In 1985, Raimi teamed up with friends Joel and Ethan Coen (who hit the big time a year before with Blood Simple ) on the flawed but inspired Crimewave. In this movie, a pair of cartoon-like exterminator/hitmen kill the owner of a burglar-alarm company, and proceed to stalk the partner who hired them, his wife, and a nerd framed for the murder, who tells the story in flashback from the electric chair. Two years later, Raimi would direct the next installment of The Evil Dead on a substantially higher budget than his previous efforts. Evil Dead II: Dead by Dawn retells the entire story of the first film in about ten minutes, and develops the franchise's underlying mythos, thereby paving the way for the third and most whacked out installment, Army of Darkness , in 1993. One crucial difference between Evil Dead II and its predecessor is that the latter is a more overtly comic film. The gore is still there, in spades, but as one critic puts it, "the flying eyeballs and lopped-off appendages serve as the functional equivalents of custard pies and buckets of whitewash rather than anything psychologically retrograde."

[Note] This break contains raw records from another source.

PR #3628, opened 2023-01-31
Add a fix mdi/qmmm command for running QMMM via MDI code coupling

sjplimp:
**Summary**

Add an MDI-based fix for performing QMMM when coupled to a quantum code.  Examples for doing this with
the PySCF and NWChem quantum codes are included. Two modes of QMMM coupling
are supported.  One called "potential", where LAMMPS provides a Coulomb potential to the QM code.  The other
called "direct", where the coords and charges on MM atoms are provided to the QM code.  Examples of coupling
LAMMPS to the LATTE tight-binding semi-empirical code in a similar manner for AIMD using fix mdi/qm are also provided.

Raimi made his major-studio debut with Darkman in 1990, which he co-wrote as well as directed. Although he tried to secure the eponymous lead role for his friend Campbell, the producers opted instead for established star Liam Neeson. The film—a moderate success at best—concerns a scientist who is horribly burned by a fire in his lab lit by criminals. Using the synthetic skin he had invented, he seeks revenge under different identities. After Army of Darkness , Raimi teamed up with the Coen brothers once again, this time on The Hudsucker Proxy (1994), which he co-wrote. In 1993–94, Raimi also co-produced a pair of Jean Claude Van Damme action spectaculars, Hard Target (directed by Hong Kong legend John Woo), and Time Cop. In addition, he found great success as executive producer of the hit schlock television shows Hercules: The Legendary Journeys and Xena: Warrior Princess. Raimi returned as director on the revisionist Western, The Quick and the Dead (1995), starring Sharon Stone, Gene Hackman, Russell Crowe, and a pre-Titanic Leonardo DiCaprio. But his critical breakthrough came three years later, in 1998, with A Simple Plan , in which Bill Paxton and Billy Bob Thornton play brothers who find a bag full of money in the woods, with disastrous consequences. As well as being Raimi's first heavyweight, serious film, it was also his first shot at directing an adaptation of a bestselling novel (written by Scott M. Smith). A Simple Plan wound up garnering two Oscar nominations, for Best Supporting Actor (Thornton), and for Best Screenplay Based on Material from Another Medium. Raimi's next feature, the tepid Kevin Costner baseball vehicle For Love of the Game (1999), led some fans to believe he was selling out. But that view should change with his upcoming film, Spider-Man scheduled to appear in 2001.